- Born: 1963 (age 62–63) Dominican Republic
- Occupation: Author

= Loida Maritza Pérez =

American novelist

Loida Maritza Pérez (born 1963) is a Dominican American author. She is most known for her 1999 novel Geographies of Home.

== Biography ==
Loida Maritza Pérez was born in the Dominican Republic in 1963. Rafael Trujillo's reign over the island had ended two years prior and the nation's political status was uncertain, leading many families to emigrate. Loida Maritza Pérez's family left for the United States when she was three years old, where they settled in the Bronx in New York City.
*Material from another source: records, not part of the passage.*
PR #3052, opened 2020-03-18
CR-1057699 Check for Errors while waiting for completions

pranjalv-xilinx:
XRT-296 Hit xdma panic when debugging u250 2RP
CR-1057699 Check for Errors while waiting for completions

Look for error being returned by wait_event_interruptible_timeout() in addition to timeout. Not checking for error was causing requests to be freed before being removed for list causing panic.

### DIFF
--- a/src/runtime_src/core/pcie/driver/linux/xocl/lib/libxdma.c
+++ b/src/runtime_src/core/pcie/driver/linux/xocl/lib/libxdma.c
@@ -1437,7 +1437,9 @@ static int xdma_process_requests(struct xdma_engine *engine,
 		timeout = wait_event_interruptible_timeout(req->arbtr_wait,
 				req->sw_desc_cnt == req->desc_completed,
 				msecs_to_jiffies(10000)); /* 10sec timeout */
-		if (timeout == 0) {
+
+		/* Check for timeouts or errors */
+		if (timeout == 0 || timeout < 0) {
 			pr_err("Request completion timeout\n");
 			engine_reg_dump(engine);
 			rv = -EIO;
--- a/src/runtime_src/core/pcie/driver/linux/xocl/lib/libxdma.c
+++ b/src/runtime_src/core/pcie/driver/linux/xocl/lib/libxdma.c
@@ -1439,11 +1439,16 @@ static int xdma_process_requests(struct xdma_engine *engine,
 				msecs_to_jiffies(10000)); /* 10sec timeout */
 
 		/* Check for timeouts or errors */
-		if (timeout == 0 || timeout < 0) {
+		if (timeout == 0) {
 			pr_err("Request completion timeout\n");
 			engine_reg_dump(engine);
 			rv = -EIO;
+		} else if (timeout < 0) {
+			pr_err("Request aborted with error = %d\n", timeout);
+			engine_reg_dump(engine);
+			rv = -EIO;
 		}
+	
 	}
 	if (req->cb && req->cb->io_done) {
 		req->expiry = jiffies + msecs_to_jiffies(10000);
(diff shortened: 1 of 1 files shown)


src/runtime_src/core/pcie/driver/linux/xocl/lib/libxdma.c
```diff
@@ -1437,7 +1437,9 @@ static int xdma_process_requests(struct xdma_engine *engine,
 		timeout = wait_event_interruptible_timeout(req->arbtr_wait,
 				req->sw_desc_cnt == req->desc_completed,
 				msecs_to_jiffies(10000)); /* 10sec timeout */
-		if (timeout == 0) {
+
+		/* Check for timeouts or errors */
+		if (timeout == 0 || timeout < 0) {
```
houlz0507: Could we print different dmesg for ctrl-c case?

pranjalv-xilinx: Yes I can make that change. can we say "Request aborted with error code = "

houlz0507: Sounds great to me.

src/runtime_src/core/pcie/driver/linux/xocl/lib/libxdma.c
```diff
@@ -1437,11 +1437,18 @@ static int xdma_process_requests(struct xdma_engine *engine,
...
+
+		/* Check for timeouts or errors */
 		if (timeout == 0) {
 			pr_err("Request completion timeout\n");
 			engine_reg_dump(engine);
 			rv = -EIO;
+		} else if (timeout < 0) {
+			pr_err("Request aborted with error = %d\n", timeout);
+			engine_reg_dump(engine);
+			rv = -EIO;
```
houlz0507: I still have concern about this. What if the hardware completes the request after user canceled it (timeout < 0)? Will that cause any problem?
Maybe we should change wait_event_interruptible_timeout to wait_event_timeout which does not allow user cancel the request.

pranjalv-xilinx: if hardware completes after user cancels it  the request will still be completed with ERROR. 

 I do not see anything bad happening  in terms of corruption or panic. If it is acceptable to wait for 10 seconds after user cancels then we can make it non-interruptible.

houlz0507: I think in this case the current request returns error. Then the hardware completes. Do you mean this hardware completion will be ignored gracefully and will not impact next request?

pranjalv-xilinx: I see. yes it can impact next request because completion for current request will "look" like completion for next request which is not true.  Although in synchronous transfers it would fine but in asynchronous transfers it can impact next request. 

You suggest I should make it  non-interruptible ?

karenx-xilinx:
I think either a copy of the request somehow have to be kept at the driver until the h/w completion comes back or do not allow cancel.

src/runtime_src/core/pcie/driver/linux/xocl/lib/libxdma.c
houlz0507: I suggest to just make it non-interruptible.

karenx-xilinx: The simplest is to not allow cancel as Lizhi suggested.
Otherwise, we need to keep the # descriptor used for the cancelled request (and also  still maintain the same request order) in case the request eventually get completed.

pranjalv-xilinx:
Made waiting for completion uninterruptible.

She grew up in the Bronx and the location features heavily in her writings.

== Career ==
Loida Maritza Pérez began her writing career as an undergraduate at Cornell. During an autobiographical class then taught by Henry Louise Gates, she produced the short story that became her novel Geographies of Home (1999). She has also taught writing workshops and contributed to the publications Bomb, Latina, and Callaloo. Her writing has drawn comparisons to other Dominican American writers of her generation such as Angie Cruz, Nelly Rosario, and Junot Díaz, a group that is often seen as following in the footsteps of writer Julia Álvarez. Loida Maritza Pérez's works deal with the themes of intergenerational trauma, diaspora, displacement, and more. She has received awards for her work from the New York Foundation for the Arts, Pauline and Henry Louis Gates fellowship, El Diario, and Ucross Foundation.